Alejandra, la hija mayor que hoy tiene 45 años y que sólo contaba 14 cuando murió su papá, ayudó a su madre a cumplir con el cuidado de los hermanos menores. Ella, que trabaja en el hospital de San Antonio, se transformó en un aporte para mantener a la familia unida.
Miedo al viento
"Una vecina que se llamaba Leonor me dijo: ´mira te voy a decir una cosa: tú ya no tienes al Peluca (como le decían a su marido) y tienes que sacar las garras y no permitir que nadie te trate mal. Ya no está tu marido y tú eres la cabeza; si tenís que echar chuchadas, las echaí nomás´. Con eso yo pude seguir. Fue así como saqué garra. A mí, ahora, lo único que me asusta es el viento, no le tengo miedo a la muerte, a nada", asegura.
El amor que les dio a sus retoños fue recompensado con gratitud por ellos. Confiesa sentirse feliz y recuerda cuando su hijo Eduardo (44) le dijo que no trabajara más y que se dedicara a descansar, pues él y los demás se harían cargo de la casa. "Así que ahora soy la empleada peruana sin sueldo", manifiesta junto con largar una carcajada. Aclara que eso es sólo una broma y que todo lo hace con mucho cariño y amor.
Los hijos primero
De nuevos amores supo dos veces. A los tres años de la muerte de su esposo, Ana María tuvo una relación que duró hasta que aquel hombre le pidió matrimonio, pero con la condición de que enviara a sus hijos a un internado. "Ahí lo mandé al espacio altiro, porque mis hijos son primero", recalca. Después tuvo otra pareja, pero tampoco fructificó. Ahora está sola pero inmensamente feliz. "Mis dos nietos más pequeños, Carlos y José Ignacio, me dicen que ellos son mis pololos. Además no salgo, mi vida transcurre en mi casa, ir a comprar la mercadería para el mes y ver los asuntos de la junta de vecinos. Mis nietos además me dicen que no necesito tener una pareja, que yo los tengo a ellos y que no necesito a nadie más", confirma.
-Pese a su historia, ¿usted siente que ha sido una mujer feliz?
-Sí. Sería una mentirosa si no le digo que a veces me siento sola, pero es sólo un ratito cuando me da un bajón; después pienso que así es la vida, qué le vamos a hacer. Además mis hijas siempre me están llamando al celular para saber a qué hora voy a volver a la casa; si no son ellas, son mis nietos. Tengo una gran familia, incluso dos yernos maravillosos.

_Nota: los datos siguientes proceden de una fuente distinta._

PR #727, opened 2025-06-05
Migrate Docket to GroupedOpenApi

JohannisK:
## What's changed?
Added a recipe to migrate Swagger2 Docker beans to GroupedOpenApi beans

## What's your motivation?
Recipe was missing from the more general migration recipe.


src/test/java/org/openrewrite/java/spring/doc/MigrateDocketBeanToGroupedOpenApiBeanTest.java
```diff
@@ -0,0 +1,562 @@
...
+                class ApplicationConfiguration {
+                }
+                """
+            )
+          )
+        );
+    }
+
+    @Test
+    void rewriteDocketWithApplicationProperties() {
```
jevanlingen: The names of the test `rewriteDocketWithApplicationProperties` and `rewriteDocketWithoutProperties` do show what's going on. Can you add a cause to tell the reader why this happens? So something like:

- rewriteDocketWithApplicationProperties => rewriteSingleDocketToApplicationProperties

That way you show not only what happens, but also why it happens.

src/main/java/org/openrewrite/java/spring/doc/MigrateDocketBeanToGroupedOpenApiBean.java
```diff
@@ -0,0 +1,297 @@
...
+        public boolean hasProperties = false;
+        public List<DocketDefinition> docketDefinitions = new ArrayList<>();
+
+        @Value
+        static class DocketDefinition {
+            Expression groupName;
+            Expression paths;
+            Expression apis;
+
+            static class Builder {
```
jevanlingen: Is it not possible to use the Lombok @Builder here?

JohannisK: I don't think si, because I want to keep track weather or not the builder is valid.

src/main/java/org/openrewrite/java/spring/doc/MigrateDocketBeanToGroupedOpenApiBean.java
```diff
@@ -0,0 +1,298 @@
...
+                        }
+                        return result;
+                    }
+                }
+                return super.visit(tree, executionContext, parent);
+            }
+        });
+    }
+
+    private static @NotNull TreeVisitor<?, ExecutionContext> isDocketJavaBeanConfiguration() {
```
jevanlingen:
```suggestion
    private static TreeVisitor<?, ExecutionContext> isDocketJavaBeanConfiguration() {
```

And add a @NullMarked-`package-info.java` file.

src/test/java/org/openrewrite/java/spring/doc/MigrateDocketBeanToGroupedOpenApiBeanTest.java
JohannisK: Nice one :) better!

src/main/java/org/openrewrite/java/spring/doc/MigrateDocketBeanToGroupedOpenApiBean.java
JohannisK: Done

src/main/java/org/openrewrite/java/spring/doc/MigrateDocketBeanToGroupedOpenApiBean.java
```diff
@@ -0,0 +1,304 @@
...
+import org.openrewrite.marker.SearchResult;
+
+import java.util.ArrayList;
+import java.util.List;
+import java.util.function.Consumer;
+
+import static org.openrewrite.Preconditions.and;
+import static org.openrewrite.Preconditions.or;
+
+public class MigrateDocketBeanToGroupedOpenApiBean extends ScanningRecipe<MigrateDocketBeanToGroupedOpenApiBean.DocketBeanAccumulator> {
```
timtebeek, line 39: Which composite recipe should now include `org.openrewrite.java.spring.doc.MigrateDocketBeanToGroupedOpenApiBean` ?
Because we do not want users to have to run this as a one-off recipe separately.

timtebeek: I'm guessing it's this one, but you'll want to look a little more closely perhaps:
https://github.com/openrewrite/rewrite-spring/blob/1cd94adaa20767263778ae6984123d229dfc357a/src/main/resources/META-INF/rewrite/springdoc.yml#L75-L81

src/main/java/org/openrewrite/java/spring/doc/MigrateDocketBeanToGroupedOpenApiBean.java
```diff
@@ -0,0 +1,304 @@
...
+    }
+
+    @Override
+    public TreeVisitor<?, ExecutionContext> getScanner(DocketBeanAccumulator acc) {
+        return Preconditions.check(or(isDocketJavaBeanConfiguration(), new IsPossibleSpringConfigFile()), new TreeVisitor<Tree, ExecutionContext>() {
+            @Override
+            public Tree visit(Tree tree, ExecutionContext ctx) {
+                if (tree instanceof J.CompilationUnit) {
+                    return new JavaBeanConfigurationScanner(acc).visit(tree, ctx);
+                } else if (tree != null && new IsPossibleSpringConfigFile().visit(tree, ctx).getMarkers().findFirst(SearchResult.class).isPresent()) {
```
timtebeek: `SearchResult` is not very specific; would cursor messaging be a better option here instead?

src/main/java/org/openrewrite/java/spring/doc/MigrateDocketBeanToGroupedOpenApiBean.java
```diff
@@ -0,0 +1,304 @@
...
+                                maybeRemoveImport("springfox.documentation.builders.PathSelectors");
+                                maybeRemoveImport("springfox.documentation.builders.RequestHandlerSelectors");
+                                maybeRemoveImport("springfox.documentation.spi.DocumentationType");
+                                maybeRemoveImport("springfox.documentation.spring.web.plugins.Docket");
+                                if (canConfigureInProperties(acc, docketDefinition)) {
+                                    return null;
+                                } else {
+                                    String methodTemplate = "@Bean\n" +
+                                            "public GroupedOpenApi " + method.getSimpleName() + "() {\n" +
+                                            "    return GroupedOpenApi.builder()\n";
```
timtebeek: I'm usually somewhat suspicious when JavaTemplates contain spaces for indentation; can we instead use `autoFormat` to ensure we match the indentation style & level the user is expecting?

build.gradle.kts
```diff
@@ -128,6 +131,10 @@ recipeDependencies {
     parserClasspath("io.micrometer:micrometer-commons:1.11.+")
     parserClasspath("io.micrometer:micrometer-core:1.11.+")
     parserClasspath("io.micrometer:micrometer-observation:1.11.+")
+
+    parserClasspath("io.springfox:springfox-core:3.+")
+    parserClasspath("io.springfox:springfox-spring-web:3.+")
+    parserClasspath("io.springfox:springfox-spi:3.+")
```
timtebeek: Only the above two are used to create new LST elements:
https://github.com/openrewrite/rewrite-spring/blob/84f2801a341a3ab88def38c320bb240fd6c62b23/src/main/java/org/openrewrite/java/spring/doc/MigrateDocketBeanToGroupedOpenApiBean.java#L120

In tests you'll want to use regular `testRuntime` dependencies, and `.classpath(...)` instead of `classpathFromResources(ctx, ...)`. No need to inflate our runtime TypeTables with types we only need to compile an test input text block.
```suggestion
```

src/main/java/org/openrewrite/java/spring/doc/MigrateDocketBeanToGroupedOpenApiBean.java
```diff
@@ -0,0 +1,304 @@
...
+        }
+    }
+
+    private static class ArgumentExtractor extends JavaIsoVisitor<Consumer<Expression>> {
+
+        @Override
+        public @Nullable J visit(@Nullable Tree tree, Consumer<Expression> consumer) {
+            return super.visit(tree, consumer);
+        }
+
```
timtebeek: This doesn't really do anything?
```suggestion
```

src/main/java/org/openrewrite/java/spring/doc/MigrateDocketBeanToGroupedOpenApiBean.java
```diff
@@ -0,0 +1,304 @@
...
+        Expression apis;
+
+        static class Builder {
+            @Getter
+            private boolean valid = true;
+
+            private Expression paths = null;
+            private Expression apis = null;
+
+            private Expression groupName = null;
```
timtebeek: You'll want to annotate these fields as `@Nullable` when they can be null.

src/main/java/org/openrewrite/java/spring/doc/MigrateDocketBeanToGroupedOpenApiBean.java
timtebeek: Here and throughout you can reduce the warnings (ideally zero!) by using `visitNonNull` instead of `visit` where applicable.

src/main/java/org/openrewrite/java/spring/doc/MigrateDocketBeanToGroupedOpenApiBean.java
jevanlingen: You need to add it to the `SwaggerToSpringDoc` recipe:
https://github.com/openrewrite/rewrite-spring/blob/1cd94adaa20767263778ae6984123d229dfc357a/src/main/resources/META-INF/rewrite/springdoc.yml#L34-L41

src/main/java/org/openrewrite/java/spring/doc/MigrateDocketBeanToGroupedOpenApiBean.java
```diff
@@ -0,0 +1,304 @@
...
+                        return result;
+                    }
+                }
+                return super.visit(tree, ctx, parent);
+            }
+        });
+    }
+
+    private static boolean canConfigureInProperties(DocketBeanAccumulator acc, DocketDefinition docketDefinition) {
+        return acc.hasProperties && (docketDefinition.groupName == null || docketDefinition.groupName instanceof J.Literal) && (docketDefinition.apis == null || docketDefinition.apis instanceof J.Literal) && (docketDefinition.paths == null || docketDefinition.paths instanceof J.Literal);
```
jevanlingen:
```suggestion
        return acc.hasProperties &&
                (docketDefinition.groupName == null || docketDefinition.groupName instanceof J.Literal) && 
                (docketDefinition.apis == null || docketDefinition.apis instanceof J.Literal) && 
                (docketDefinition.paths == null || docketDefinition.paths instanceof J.Literal);
```

src/main/java/org/openrewrite/java/spring/doc/MigrateDocketBeanToGroupedOpenApiBean.java
```diff
@@ -0,0 +1,304 @@
...
+                                maybeRemoveImport("springfox.documentation.spi.DocumentationType");
+                                maybeRemoveImport("springfox.documentation.spring.web.plugins.Docket");
+                                if (canConfigureInProperties(acc, docketDefinition)) {
+                                    return null;
+                                } else {
+                                    String methodTemplate = "@Bean\n" +
+                                            "public GroupedOpenApi " + method.getSimpleName() + "() {\n" +
+                                            "    return GroupedOpenApi.builder()\n";
+                                    if (docketDefinition.groupName == null) {
+                                        methodTemplate = methodTemplate + "            .group(\"public\")\n";
```
jevanlingen:
```suggestion
                                        methodTemplate += "            .group(\"public\")\n";
```

Also use the `+=` operator for the lines beneath.

src/main/java/org/openrewrite/java/spring/doc/MigrateDocketBeanToGroupedOpenApiBean.java
```diff
@@ -0,0 +1,304 @@
...
+                                            .javaParser(JavaParser.fromJavaVersion().classpathFromResources(ctx, "spring-context", "springdoc-openapi-starter-common"))
+                                            .imports("org.springdoc.core.models.GroupedOpenApi", "org.springframework.context.annotation.Bean").build()
+                                            .apply(getCursor(), method.getCoordinates().replace());
+                                }
+                            }
+                            return md;
+                        }
+                    }.visit(tree, ctx);
+                } else if (new IsPossibleSpringConfigFile().visit(tree, ctx).getMarkers().findFirst(SearchResult.class).isPresent()) {
+                    if (canConfigureInProperties(acc, docketDefinition)) {
```
jevanlingen: this if-statement can be merged with the else-if on the line above.

src/main/java/org/openrewrite/java/spring/doc/MigrateDocketBeanToGroupedOpenApiBean.java
```diff
@@ -0,0 +1,304 @@
...
+                            ARGUMENT_EXTRACTOR.visit(mi.getArguments(), builder::addPath);
+                        } else if (mi.getSelect() != null &&
+                                APISELECTORBUILDER_TYPEMATCHER.matches(mi.getSelect().getType()) &&
+                                "apis".equals(mi.getSimpleName())) {
+                            ARGUMENT_EXTRACTOR.visit(mi.getArguments(), builder::addApi);
+                        } else if (mi.getSelect() != null &&
+                                DOCKET_TYPEMATCHER.matches(mi.getSelect().getType()) &&
+                                "groupName".equals(mi.getSimpleName())) {
+                            builder.setGroup(mi.getArguments().get(0));
+                        }
```
jevanlingen:
```suggestion
                        if (!builder.isValid() || mi.getSelect() == null) {
                            return mi;
                        }
                        if (APISELECTORBUILDER_TYPEMATCHER.matches(mi.getSelect().getType()) && "paths".equals(mi.getSimpleName())) {
                            ARGUMENT_EXTRACTOR.visit(mi.getArguments(), builder::addPath);
                        } else if (APISELECTORBUILDER_TYPEMATCHER.matches(mi.getSelect().getType()) && "apis".equals(mi.getSimpleName())) {
                            ARGUMENT_EXTRACTOR.visit(mi.getArguments(), builder::addApi);
                        } else if (DOCKET_TYPEMATCHER.matches(mi.getSelect().getType()) && "groupName".equals(mi.getSimpleName())) {
                            builder.setGroup(mi.getArguments().get(0));
                        }
```

src/main/java/org/openrewrite/java/spring/doc/MigrateDocketBeanToGroupedOpenApiBean.java
```diff
@@ -0,0 +1,304 @@
...
+
+                    @Override
+                    public J.NewClass visitNewClass(J.NewClass newClass, DocketDefinition.Builder builder) {
+                        J.NewClass nc = super.visitNewClass(newClass, builder);
+                        if (!builder.isValid()) {
+                            return nc;
+                        }
+                        if (!DOCKET_TYPEMATCHER.matches(newClass.getType()) ||
+                                !DOCUMENTATIONTYPE_TYPEMATCHER.matches(newClass.getArguments().get(0).getType()) ||
+                                !"SWAGGER_2".equals(((J.FieldAccess) newClass.getArguments().get(0)).getName().getSimpleName())) {
```
jevanlingen:
```suggestion
                        if (builder.isValid() &&
                                (!DOCKET_TYPEMATCHER.matches(newClass.getType()) ||
                                !DOCUMENTATIONTYPE_TYPEMATCHER.matches(newClass.getArguments().get(0).getType()) ||
                                !"SWAGGER_2".equals(((J.FieldAccess) newClass.getArguments().get(0)).getName().getSimpleName()))) {
```

src/main/java/org/openrewrite/java/spring/doc/MigrateDocketBeanToGroupedOpenApiBean.java
```diff
@@ -0,0 +1,304 @@
...
+                paths = expression;
+            }
+
+            public void setGroup(Expression expression) {
+                groupName = expression;
+            }
+
+            public void addApi(Expression expression) {
+                apis = expression;
+            }
```
jevanlingen: Remove this and just use normal setters (with @Setter).

src/main/java/org/openrewrite/java/spring/doc/MigrateDocketBeanToGroupedOpenApiBean.java
```diff
@@ -0,0 +1,304 @@
...
+                                            .imports("org.springdoc.core.models.GroupedOpenApi", "org.springframework.context.annotation.Bean").build()
+                                            .apply(getCursor(), method.getCoordinates().replace());
+                                }
+                            }
+                            return md;
+                        }
+                    }.visit(tree, ctx);
+                } else if (new IsPossibleSpringConfigFile().visit(tree, ctx).getMarkers().findFirst(SearchResult.class).isPresent()) {
+                    if (canConfigureInProperties(acc, docketDefinition)) {
+                        Tree result = new AddSpringProperty("springdoc.api-docs.path", "/v3/api-docs", null, null).getVisitor().visit(tree, ctx);
```
jevanlingen: 💡 As you use the `new AddSpringProperty` that often, you might want to create a utility method for it.

src/main/java/org/openrewrite/java/spring/doc/MigrateDocketBeanToGroupedOpenApiBean.java
JohannisK: Changed this to a more explicit check

src/main/java/org/openrewrite/java/spring/doc/MigrateDocketBeanToGroupedOpenApiBean.java
JohannisK: Removed the spaces, works even without auto format.

build.gradle.kts
JohannisK: Thnx!

src/main/java/org/openrewrite/java/spring/doc/MigrateDocketBeanToGroupedOpenApiBean.java
JohannisK: Done

src/main/java/org/openrewrite/java/spring/doc/MigrateDocketBeanToGroupedOpenApiBean.java
JohannisK: There is only one left, but I'm not sure how to fix that one, because I need to remove a method with that one.

src/main/java/org/openrewrite/java/spring/doc/MigrateDocketBeanToGroupedOpenApiBean.java
JohannisK: I changed this to a StringBuilder

src/main/java/org/openrewrite/java/spring/doc/MigrateDocketBeanToGroupedOpenApiBean.java
JohannisK: thnx!

src/main/java/org/openrewrite/java/spring/doc/MigrateDocketBeanToGroupedOpenApiBean.java
JohannisK: Done

build.gradle.kts
```diff
@@ -116,7 +116,7 @@ recipeDependencies {
 //    parserClasspath("org.springframework.cloud:spring-cloud-sleuth-instrumentation:3.1.+")
 //    parserClasspath("org.springframework.cloud:spring-cloud-sleuth-brave:3.1.+")
 
-    parserClasspath("org.springframework.plugin:spring-plugin-core:2.+")
+    //parserClasspath("org.springframework.plugin:spring-plugin-core:2.+")
```
jevanlingen: Don't think this was your intention? Please revert this.

jevanlingen (approved):

src/main/java/org/openrewrite/java/spring/doc/MigrateDocketBeanToGroupedOpenApiBean.java
```diff
@@ -0,0 +1,319 @@
...
+                                }
+                                if (docketDefinition.paths == null && docketDefinition.apis == null) {
+                                    methodTemplateBuilder.append(".pathsToMatch(\"/**\")\n");
+                                } else {
+                                    if (docketDefinition.paths != null) {
+                                        String paths = docketDefinition.paths instanceof J.Literal ? "\"" + docketDefinition.paths + "\"" : docketDefinition.paths.toString();
+                                        methodTemplateBuilder.append(".pathsToMatch(").append(paths).append(")\n");
+                                    }
+                                    if (docketDefinition.apis != null) {
+                                        String apis = docketDefinition.apis instanceof J.Literal ? "\"" + docketDefinition.apis + "\"" : docketDefinition.apis.toString();
```
timtebeek: Try not to call `toString()` on LST elements when you want to pass them into a new JavaTemplate, as that causes the type information to be lost. Instead, add a placeholder like `#{any()}` and then pass in the original LST element as an argument when you `apply` the JavaTemplate.

src/main/java/org/openrewrite/java/spring/doc/MigrateDocketBeanToGroupedOpenApiBean.java
```diff
@@ -0,0 +1,319 @@
...
+                                        methodTemplateBuilder.append(".packagesToScan(").append(apis).append(")\n");
+                                    }
+                                }
+                                methodTemplateBuilder.append(".build();\n")
+                                        .append("}");
+
+                                maybeAddImport("org.springdoc.core.models.GroupedOpenApi", false);
+                                maybeAddImport("org.springframework.context.annotation.Bean", false);
+                                return JavaTemplate.builder(methodTemplateBuilder.toString())
+                                        .contextSensitive()
```
timtebeek: Likely when you follow the directives above not to use `toString()` but passing in existing LST elements you can remove the need for `contextSensitive` here, allowing the template to be cached.
```suggestion
```

src/main/java/org/openrewrite/java/spring/doc/MigrateDocketBeanToGroupedOpenApiBean.java
```diff
@@ -0,0 +1,319 @@
...
+                    return result;
+                }
+                return super.visit(tree, ctx, parent);
+            }
+        });
+    }
+
+    private static boolean isApplicationProperties(@Nullable Tree tree) {
+        return (tree instanceof Properties.File && "application.properties".equals(((Properties.File) tree).getSourcePath().getFileName().toString())) ||
+                (tree instanceof Yaml.Documents && ((Yaml.Documents) tree).getSourcePath().getFileName().toString().matches("application\\.ya*ml"));
```
timtebeek, line 116: Would we want to glance at or even edit any [profile specific properties files](https://docs.spring.io/spring-boot/reference/features/external-config.html#features.external-config.files.profile-specific)?

src/main/java/org/openrewrite/java/spring/doc/MigrateDocketBeanToGroupedOpenApiBean.java
```diff
@@ -0,0 +1,320 @@
...
+                                    }
+                                    methodTemplateBuilder.append(".build();\n")
+                                            .append("}");
+
+                                    maybeAddImport("org.springdoc.core.models.GroupedOpenApi", false);
+                                    maybeAddImport("org.springframework.context.annotation.Bean", false);
+                                    return JavaTemplate.builder(methodTemplateBuilder.toString())
+                                            .javaParser(JavaParser.fromJavaVersion().classpathFromResources(ctx, "spring-context", "springdoc-openapi-starter-common"))
+                                            .imports("org.springdoc.core.models.GroupedOpenApi", "org.springframework.context.annotation.Bean").build()
+                                            .apply(getCursor(), method.getCoordinates().replace(), args.toArray(new Object[0]));
```
jevanlingen:
```suggestion
                                            .apply(getCursor(), method.getCoordinates().replace(), args.toArray());
```

The `toArray()` already returns an `Object[]`. The construct like `toArray(new Foo[0])` is only there to keep the generic type correct. In other words:

```java
Object[] x = List.of("A").toArray();
String[] x = List.of("A").toArray(new String[0]);
```

src/main/java/org/openrewrite/java/spring/doc/MigrateDocketBeanToGroupedOpenApiBean.java
```diff
@@ -0,0 +1,338 @@
...
+import static org.openrewrite.Preconditions.or;
+
+public class MigrateDocketBeanToGroupedOpenApiBean extends ScanningRecipe<MigrateDocketBeanToGroupedOpenApiBean.DocketBeanAccumulator> {
+
+    private static final AnnotationMatcher BEAN_ANNOTATIONMATCHER = new AnnotationMatcher("@org.springframework.context.annotation.Bean");
+    private static final TypeMatcher DOCKET_TYPEMATCHER = new TypeMatcher("springfox.documentation.spring.web.plugins.Docket");
+    private static final TypeMatcher DOCUMENTATIONTYPE_TYPEMATCHER = new TypeMatcher("springfox.documentation.spi.DocumentationType");
+    private static final TypeMatcher APISELECTORBUILDER_TYPEMATCHER = new TypeMatcher("springfox.documentation.spring.web.plugins.ApiSelectorBuilder");
+    private static final ArgumentExtractor REQUESTHANDLERSELECTORS_ARGUMENT_EXTRACTOR = new ArgumentExtractor(new TypeMatcher("springfox.documentation.builders.RequestHandlerSelectors"));
+    private static final ArgumentExtractor PATHSELECTOR_ARGUMENT_EXTRACTOR = new ArgumentExtractor(new TypeMatcher("springfox.documentation.builders.PathSelectors"));
```
timtebeek: I see there's both a `PathSelectors.ant` as  well as `PathSelectors.regex`; do we really support both?

src/main/java/org/openrewrite/java/spring/doc/MigrateDocketBeanToGroupedOpenApiBean.java
```diff
@@ -0,0 +1,337 @@
...
+        return properties;
+    }
+
+    private static Tree addSpringProperty(ExecutionContext ctx, Tree properties, String property, String value) {
+        return new AddSpringProperty(property, value, null, null).getVisitor().visitNonNull(properties, ctx);
+    }
+
+    private static TreeVisitor<?, ExecutionContext> isDocketJavaBeanConfiguration() {
+        return and(new UsesType<>("springfox.documentation.spring.web.plugins.Docket", true), new UsesType<>("org.springframework.context.annotation.Bean", true));
+    }
```
jevanlingen:
```suggestion
```

Obsolete method by now.

src/main/java/org/openrewrite/java/spring/doc/MigrateDocketBeanToGroupedOpenApiBean.java
JohannisK: Did look into this, no we don't. Shall I make the adjustments?

timtebeek: It seems like currently we'd treat both the same, and pass those into the singular replacement. That seems unlikely to work in both cases, so best addressed indeed.

timtebeek: Fine to just support one of those two, depending on what the replacement allows for, and otherwise make no changes at all(!)

JohannisK: The regex version does not have an OpenAPI equivalent, so I'll ignore that case. Rewriting regex to ant notation will probably not be very trustworthy

timtebeek (approved):
Great to see this covered!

El mensaje de Ana María a las madres que deben enfrentar la vida sin la presencia del padre de sus hijos, es contundente y humano. "Lo primero que tienen que hacer es tomar una opción por sus hijos, porque ellos no pasan, los hombres pueden pasar, pero los hijos no. Los hijos son el mayor tesoro de uno, para mí son lo más preciado y también mis nietos. Cuando uno es sola tiene que ser dura con sus hijos, no permitirles tanta cosa, porque hoy día las mamás son muy permisivas con los niños. Hay que enseñar bien a los hijos, con respeto, no sólo a uno, sino que a la sociedad", declara.
Ana María se va feliz caminando por Barros Luco, presa del recuerdo de aquel primer beso que un día le dio en esa misma avenida el único hombre al que amó, al padre de la familia que hoy ella ama con locura. Estas letras son un homenaje a ella y tantas otras mujeres que siempre y frente a todo optaron por ser madres, incluso olvidándose de ellas mismas para sacar la cara por sus retoños.